Frequency dispersion (FD, Hz) reflects the regularity of tremor. It is defined as the half width of the frequency band centered around the peak frequency, which contains 68% of the total power. Frequency dispersion of the physiological tremor is broad (3–4Hz), while it is reduced (0.5–1Hz) in parkinsonian or essential tremor.20, 21
2.3. Statistical analysis
Our principal experimental hypothesis was that regularity of alternating hand movements and finger tapping as well as physiological tremor were affected in patients treated with VPA.
This hypothesis was examined by non-parametric tests because data were not normally distributed (Kolmogorov–Smirnov test). Statistical analysis was performed using the Statistica software package (Statsoft Inc., 6.0 version, Tulsa, OK, USA).

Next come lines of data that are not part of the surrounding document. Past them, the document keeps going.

PR #4655, opened 2026-03-06
Add rules about constant primary constructors and initialization

eernstg:
The primary constructor feature specification did not specify the treatment of constant primary constructors with respect to initialization. This PR adds a paragraph of normative text and a commentary paragraph to specify that primary parameters are considered to be potentially constant in initializers (in non-late variable declarations as well as in the initializer list), and it is an error unless said expressions are potentially constant.

If we do not specify this relaxation then the initializing expressions of non-late instance variables must be constant, which would cause the primary parameters to be useless for any class with constant constructors in those initializing expressions.

The corresponding clarification about the initializer list of the body part of a constant primary constructor is needed because we previously left it unspecified, but it should be unsurprising because it just means that we're treating the primary constructor body part the same as a normal in-body constructor.

### DIFF
--- a/accepted/future-releases/primary-constructors/feature-specification.md
+++ b/accepted/future-releases/primary-constructors/feature-specification.md
@@ -4,7 +4,7 @@ Author: Erik Ernst
 
 Status: Accepted
 
-Version: 1.14
+Version: 1.15
 
 Experiment flag: primary-constructors
 
@@ -680,10 +680,14 @@ contains a body part for the primary constructor, and it has an initializer
 list, and the initializer list contains an expression which is not potentially
 constant.
 
-Moreover, for every `<constObjectExpression>` invoking a constructor of _D_, a
-compile-time error occurs if the result of substituting actual arguments of the
-constructor invocation into one of the above mentioned initializing expressions
-or initializer list elements yields an expression which is not constant.
+Moreover, for every constant expression which is an instance creation that
+invokes a constructor of _D_, a compile-time error occurs if the result of
+substituting actual arguments of the constructor invocation into one of the
+above mentioned initializing expressions or initializer list elements yields an
+expression which is not constant.
+
+*This is the same as the existing check on constant constructor invocations, but
+it applies to two new pieces of syntax.*
 
 Consider a class, mixin class, enum, or extension type declaration _D_ with
 a primary constructor *(note that it cannot be a `<mixinApplicationClass>`,
@@ -967,6 +971,11 @@ far removed from any syntactic hint that the constructor must be constant
 of declaration, and the constructor might be non-const).
 
 ### Changelog
+
+1.15 - March 11, 2026
+
+* Generalize potentially constant expressions. Specify compile-time errors
+  associated with constant expressions and initialization expressions.
 
 1.14 - March 4, 2026
 


accepted/future-releases/primary-constructors/feature-specification.md
```diff
@@ -660,6 +660,25 @@ type has a primary constructor whose name is also the name of a constructor
 declared in the body, or if it declares a primary constructor whose name is
 `C.n`, and the body declares a static member whose basename is `n`.
 
+A compile-time error occurs if a class, mixin class, enum, or extension type
+declaration _D_ has a constant primary constructor, and a non-late instance
+variable declaration in the body of _D_ has an initializing expression which is
+not potentially constant when the primary parameters are considered to be
+potentially constant. An error also occurs if the body of _D_ contains a body
```
lrhn: Not "when ... are considered to be". 
They *are* potentially constant, always.

Potentially constant expressions are defined in the "constants" section of the specification.
They include the parameters of of a constant generative constructor.
We may want to make sure it's explicit about including _all_ the local variables introduced into the parameter scope or initializer list scope by such constructors' parameters, including the variables of initializing formals, declaring parameters and super parameters of a non-redirecting generative constructor.

Just remove from "when" to the end of the sentence. The expression must be potentially constant, full stop. What that means is defined elsewhere.

lrhn: I'd be explicit and say "A compile-time error also occurs ...".

(I occassionally search the spec for "compile-time error". I'd like that to work!)

accepted/future-releases/primary-constructors/feature-specification.md
```diff
@@ -660,6 +660,25 @@ type has a primary constructor whose name is also the name of a constructor
...
+part for the primary constructor, and it has an initializer list, and the
```
lrhn: ("body part" is the name for the entire `this:...` block, right? Not the body part of the body part? Not at all  confusing!)

accepted/future-releases/primary-constructors/feature-specification.md
```diff
@@ -660,6 +660,25 @@ type has a primary constructor whose name is also the name of a constructor
...
+initializer list contains an element of the form `this.v = e` or `v = e`, and
+`e` is not a potentially constant expression when the primary parameters are
```
lrhn: Again, just drop from "when".

It's also a compile-time error if:
* The initializer list contains an `assert(e1)` or `assert(e1, e2)` and `e1` is not a potentially constant expression
* The initializer list ends with a super constructor invocation, `super(...)` or `super.name(...)`, and any argument expression in the argument list `(...)` is not a potentially constant expression.

(Or if the body part has a body part, but I don't know if that's already said elsewhere, and this is just about potentially constant-ness.)

That said, other than the instance variable initializers, this is just the *same rules* as any other constant initializing constructor.
It would be nice if we could abstract over the syntax and refer to:
* The parameter list of the constructor.
* The parameter and initializer list scopes of the constructor.
* The initializier list entries of the constructor.
* The super-constructor invocation of the constructor.
* The body-part of the constructor.

independently of whether it's a primary constructor or not, so we can just state these rules *once*. And assign semantics only once.
That should reduce the risk of specifying an unitended difference between primary and non-primary initializing constructors.
(The only difference there should be is that primary constructors *can* have declaring parameters, but after they have declared their variable, they should be indistinguishable from initializing formals anyway, and that primary constructors disallow double-initializing, which can be handled very locally where the constructor initializes a variable, with an "if this constructor is a primary constructor, then it's a compile-time error if the instance variable has an initializer expression.")

accepted/future-releases/primary-constructors/feature-specification.md
```diff
@@ -660,6 +660,25 @@ type has a primary constructor whose name is also the name of a constructor
...
+considered to be potentially constant.
+
+*This is a relaxation of the existing rule which says that the initializing
+expressions in variable declarations must be constant when a class contains any
+constant constructors. However, with support for primary constructors it is
+possible to refer to the primary parameters in those initializing expressions,
+and this should be equally expressive as the corresponding declaration that uses
+a non-primary constructor and an initializer list. The rule about initializer
```
lrhn: Could we just say that if a class declaration has a constant generative constructor, then any instance variable declaration must be `final`, and if such an instance variable has an initializer expression, that expression must be a potentially constant expression.

No special rule for primary constructors. It's just that if the constructor isn't primary, there are no potentially constant parameter variables in scope for the initializer expression, so it's _almost_ the same as just having to be constant.

The one difference is that the class's type parameters are in scope, and those are potentially constant types. Still not a lot you can use that for - you can't use them as type arguments, object creation expressions are not potentially constant, and with `const` they can't use potentially constant types. But it's there if you want to store the `Type` object.

And if we don't say that, and still require a constant expression when there is no primary constructor, then  (we have twice as many rules to manage, and) there is a difference between:
```dart
class C<T> {
  const C();
  final type = T;
}
```

```dart
class const C<T>() {
  final type = T;
}
```
and 
```dart
class C<T> {
  C();
  final type = T;
}
```

The last two are allowed, the first is not, even though `T` *is in scope anyway*.
It could just work in all cases.

(Maybe we should say that the default constructor is a primary constructor, so you don't add `ClassName();` to the body, you add `()` to the `class ClassName`. That has no impact on `const` constructors, though, just a stray thought.)

accepted/future-releases/primary-constructors/feature-specification.md
lrhn: This doesn't say that it replaces the existing rule that it's an error if the expression isn't constant. Probably should say that, otherwise that rule would still apply and make a potentially-constant-but-not-constant initializer expression an error.

(It should just replace the existing rule entirely with a rule saying that "if a class has a constant constructor and an instance variable declaration with an initializer expression, it's a compile-time error if that initializer expression is not a potentially constant expression."
This should apply even if the constructor isn't primary. See  below for more arguments.)

accepted/future-releases/primary-constructors/feature-specification.md
```diff
@@ -660,6 +660,25 @@ type has a primary constructor whose name is also the name of a constructor
...
+lists just spells out explicitly that they should be treated "the same" as the
+initializer lists of non-primary constructors.*
```
lrhn: We shouldn't try to spell out rules explicitly if they are intended to be "the same".

If they are actually _the same_ (without scare quotes), we should refer to the existing defintion. That avoids quoting the rules incorrectly or missing cases, and if something changes those rules while this feature is in flight, it's clear that this feature should inherit those changes too. If we copied the behavior into the feature spec, then it's much less clear what is intended.

If they aren't actually _the same_, then we are introducing ambiguity by saying "the rules are this _and_ they are the same", and then leaving it to the reader to determine which actual differences are intended, which are bugs, and which are just not considered part of the thing that is "the same".

Or we can introduce a complete generalized rewrite of those rules, so readers don't have to try to guess.

eernstg:
About type variables as potentially constant: I created https://github.com/dart-lang/language/issues/4661 in order to clarify this proposal. Currently the type parameters are not potentially constant.

PR #4663, opened 2026-03-17
Fix #4652: allow augmenting setters to choose parameter name

### LINKED ISSUE #4652: Restore the ability to choose the parameter name of a setter in an augmenting declaration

Regularity data of motor performance of the two groups were analysed using the Mann–Whitney test.
To assess the tremor power distribution in the 0–15Hz spectrum of the two groups, the power of each 1Hz wide frequency band (0–0.99, 1–1.99, 2–2.99, etc.) was compared using the Mann–Whitney test.
To investigate changes of resting and postural tremor parameters within one group we used the Wilcoxon-matched-pairs test.
The relationship between duration of medication and various parameters of hand and finger movements was examined by regression analysis.
Level of significance for all statistics was set at p<0.05. Statistical analysis showed no significant difference between the right and left sides. Data of the right hand are presented.
3. Results
3.1. Motor performance
Individual data of motor performance parameters for controls and patients are presented in Table 2a, Table 2b, respectively. Data of the control group were similar to those reported for normal population.19
Table 2a. Individual data of motor parameters in the control group.
| Controls | PS | Tap | MF/PS | MF/Tap | RT |
|---|---|---|---|---|---|
| 1 | 19 | 15 | 7.1 | 6.9 | 259 |
| 2 | 25 | 16 | 5.7 | 7.5 | 273 |
| 3 | 30 | 19 | 5.1 | 7.3 | 220 |
| 4 | 19 | 35 | 6.1 | 6.8 | 283 |
| 5 | 36 | 36 | 5.2 | 7.2 | 228 |
| 6 | 28 | 23 | 5.6 | 7.5 | 259 |
| 7 | 27 | 50 | 7.5 | 7.5 | 224 |
| 8 | 25 | 32 | 6.0 | 6.8 | 194 |
| 9 | 27 | 33 | 6.9 | 6.9 | 233 |
| 10 | 21 | 32 | 5.4 | 7.5 | 206 |
| 11 | 22 | 33 | 6.1 | 5.4 | 219 |
| 12 | 45 | 56 | 4.7 | 7.5 | 240 |
| 13 | 50 | 13 | 4.4 | 7.1 | 236 |
| 14 | 17 | 40 | 6.6 | 7.5 | 239 |
| Av±SD | 27.93±9.7* | 30.93±12.8* | 5.89±0.9* | 7.1±0.6* | 236.64±24.9 |
*p |
Table 2b. Individual data of motor parameters in the valproate group.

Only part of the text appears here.